SANTA CATARINA PINULA, Guatemala (AP) _ The government late Wednesday promised to replace the warden and all guards at a besieged prison and work to reform prisons nationwide if armed inmates surrender and set hostages free.

The proposal was delivered by Gonzolo Menendez de la Riva, the attorney general for human rights and chief government negotiator, in an attempt to end the 4-day-old uprising and free hundreds of inmates and family members in the compound.

After meeting inside the sprawling Pavon prison farm complex with representatives of the mutinous convicts, he said they would respond Thursday.

About 110 prisoners who took no part in the rebellion escaped from the section under inmate control Wednesday and were transferred to other institutions.

Twenty family members of inmates trapped inside when the uprising began on Easter Sunday also made their way out.

The government also pledged to relay to ″pertinent authorities″ the rebels’ request for pardons for crimes committed during the uprising and to guarantee the physical safety of the convicts once they give up their arms and release those inside.

Seven to 12 people died in the uprising, including at least four guards and three inmates, authorities said.

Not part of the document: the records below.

PR #810, opened 2023-10-24
Local Payment Launcher API

sarahkoop:
### Summary of changes

 - Add Local Payment launcher API (aligns with [PayPal Launcher API](https://github.com/braintree/braintree_android/pull/807))
- **Note:** Method/callback/result object names have not been updated to keep this PR diff smaller while we determine the best naming convention to follow throughout modules

 ### Checklist

 - [x] Added a changelog entry

### Authors

- @sarahkoop

PR #808, opened 2023-10-18
3DS Launcher API

sarahkoop:
### Summary of changes

- Add 3DS launcher API 
- Consolidate `performVerification` and `continuePerformVerification` with the addition of the `ThreeDSecureLauncher` the determination of whether to "continue" with the verification happens before launching now
- Remove some of the unsupported 3DS V1 logic to allow for simplified integration - the remaining V1 code cleanup will happen in a future PR
- **Note:** Method/callback/result object names have not been updated to keep this PR diff smaller while we determine the best naming convention to follow throughout modules (`Cardinal` public naming convention will not stay - just kept the name of the existing class made public for now)

 ### Checklist

 - [x] Added a changelog entry

### Authors

- @sarahkoop

PR #812, opened 2023-10-31
SEPA Launcher API [Source Code]

scannillo:
### Summary of changes

 - Replace existing SEPA integration offering with new Launcher API style (see #807, #808, & #810 for reference)

### Feedback Requested

- Prefixing everything with `SEPADirectDebit` is pretty wordy, but was our already-existing pattern. What do folks think? Can we move to just a `SEPA` prefix?
- There are some SEPA cases where a web-flow is not required (the mandate is already approved). In this case, I opted to populate an optional `SEPADirectDebitResponse.nonce` property. If present, the merchant is done, otherwise they have to continue on to call `SEPLauncher.launch(sepaResponse)`.
    - Would love folks thoughts on this.

### Note

- Tests expected to fail
    - To be addressed in follow-up PR to `sepa-launcher-api-refactor` branch. 
    - Once complete, SEPA feature branch can be merged into `v5`.

 ### Checklist

 - [X] Added a changelog entry

### Authors
@scannillo


SEPADirectDebit/src/main/java/com/braintreepayments/api/SEPADirectDebitClient.java
```diff
@@ -113,37 +86,57 @@ public void tokenize(final FragmentActivity activity,
...
+        }
 
         int result = browserSwitchResult.getStatus();
         switch (result) {
             case BrowserSwitchStatus.CANCELED:
                 braintreeClient.sendAnalyticsEvent("sepa-direct-debit.browser-switch.canceled");
-                listener.onSEPADirectDebitFailure(
-                        new UserCanceledException("User canceled SEPA Debit."));
+                callback.onResult(null, new UserCanceledException("User canceled SEPA Debit."));
                 break;
```
scannillo, line 140: This code block never executes on a user cancel clicking the "X" in the CCT (same for [this block](https://github.com/braintree/braintree_android/blob/v5/PayPal/src/main/java/com/braintreepayments/api/PayPalClient.java#L237-L241) in the PayPalClient).

I talked with @sarahkoop about this a little, and since the Launcher pattern in V5 is using the "manual browser switching" pattern from V4 she mentioned that we don't have a way to distinguish cancel cases. Currently for the cancel case, the [Launcher's BroswerSwitchClient.parseResult() call](https://github.com/braintree/braintree_android/blob/e94dec16aa0608c080f67bfe718658dac6363619/PayPal/src/main/java/com/braintreepayments/api/PayPalLauncher.java#L75) returns a null intent, which no-ops the method and doesn't notify the merchant that the flow is complete. This is currently the same for both PP and SEPA v5 launcher flows.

The mutineers presumably fear vengenace at the hands of the slain guards’ comrades.

The government also promised on Wednesday to promote ″strict application″ of a law providing for reduction of sentences through work and present to Congress a proposal from the mutineers for a nationwide reduction of all prison sentences by five years.

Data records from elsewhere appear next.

PR #820, opened 2023-11-07
Create FPTI Analytics Event Enums

sarahkoop:
### Summary of changes

 - Prepare for FPTI analytics migration by creating analytics enums with events aligned with iOS for each module
 - These enums will be used in a future PR when FPTI feature is implemented

 ### Checklist

### Authors

- @sarahkoop


AmericanExpress/src/main/java/com/braintreepayments/api/AmericanExpressAnalytics.java
```diff
@@ -0,0 +1,21 @@
...
+    AmericanExpressAnalytics(String event) {
+        this.event = event;
+    }
+
+    String getEvent() {
+        return event;
+    }
+}
+
+
```
jaxdesmarais, line 21: Super nit: it looks like most of the files don't have spaces at the end, is that our preference?

Card/src/main/java/com/braintreepayments/api/CardAnalytics.java
```diff
@@ -0,0 +1,20 @@
+package com.braintreepayments.api;
+
+enum CardAnalytics {
+
+    // Tokenize Events
+    CARD_TOKENIZE_STARTED("card:tokenize:started"),
+    CARD_TOKENIZE_FAILED("card:tokenize:failed"),
+    CARD_TOKENIZE_SUCCEEDED("card:tokenize:succeeded"),
+    CARD_TOKENIZE_NETWORK_CONNECTION_LOST("card:tokenize:network-connection:failed");
```
jaxdesmarais, line 9: I think we actually got rid of this one on BT before GA! Unless there is a specific reason that we want it on Android.

jaxdesmarais (approved):

AmericanExpress/src/main/java/com/braintreepayments/api/AmericanExpressAnalytics.java
```diff
@@ -0,0 +1,21 @@
+package com.braintreepayments.api;
+
+enum AmericanExpressAnalytics {
+
+    // Get Rewards Balance Events
```
scannillo, line 5: The comments in the iOS files are a little inconsistent. [This doc](https://paypal.sharepoint.com/:x:/r/sites/BTSDK/_layouts/15/Doc.aspx?sourcedoc=%7BAAA7C353-5744-4F21-AC7D-DF85D8605817%7D&file=Northstar%20Analytics%20Events.xlsx&action=default&mobileredirect=true&cid=1b0afccd-68ab-448f-9760-60ed14df9811) is our source-of-truth for events. The colored ones (red, blue, green, orange) are the ones we're using to calculate conversion rates, whereas the black ones are superfluous / extra detail we're capturing in case we need to deep-dive on an issue.

scannillo: The intention with the Marks/comments on iOS was to make it clear which 3 or 4 events were the really important ones for "conversion" calculation. I think the [SEPA file](https://github.com/braintree/braintree_ios/blob/main/Sources/BraintreeSEPADirectDebit/BTSEPADirectAnalytics.swift) probably does it best

scannillo:
Referencing [our events doc](https://paypal.sharepoint.com/:x:/r/sites/BTSDK/_layouts/15/Doc.aspx?sourcedoc=%7BAAA7C353-5744-4F21-AC7D-DF85D8605817%7D&file=Northstar%20Analytics%20Events.xlsx&action=default&mobileredirect=true&cid=1b0afccd-68ab-448f-9760-60ed14df9811) again, I wonder if any of these jump out to you as not-trackable on Android? Mostly around the browser-presentation / challenge (CCT) succeeded, failed, and canceled. I know we have limitations on Android to our insights into the CCT.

Any pardon or amnesty for crimes committed during the rebellion would have to be enacted by Congress.

Edmundo Vasquez Martinez, president of the Supreme Court, said Wednesday the court could not bestow pardons for crimes committed at Pavon.

Authorities early Wednesday cut off water and power to rebel inmates holed up with hundreds of friends and relatives in a bid to end the mutiny.

The first thing that would-be escapee Victor Hugo Trujillo asked for when he was seized on Wednesday was water.

Speaking from the window of a bus that was to take him to another prison, Trujillo told The Associated Press he had not eaten for three days and had not had water since Tuesday afternoon.

″We suffered so much,″ Trujillo said. ″We had no other choice but try to escape.″

″It’s the only way we can pressure them (the rebellious inmates),″ Carlos Ramos Moncada, inspector general of prisons, said of the water and power cutoff. ″If we don’t, they could stay inside for days or weeks.″

The inmates responded by offering to surrender if the guards were replaced at Pavon prison farm, 15 miles east of Guatemala City, negotiator Julio Escobar Arango, said.

Between 75 and 100 prisoners armed with rifles have been in control of key sections of the 1,350-inmate prison since the Easter Sunday rebellion.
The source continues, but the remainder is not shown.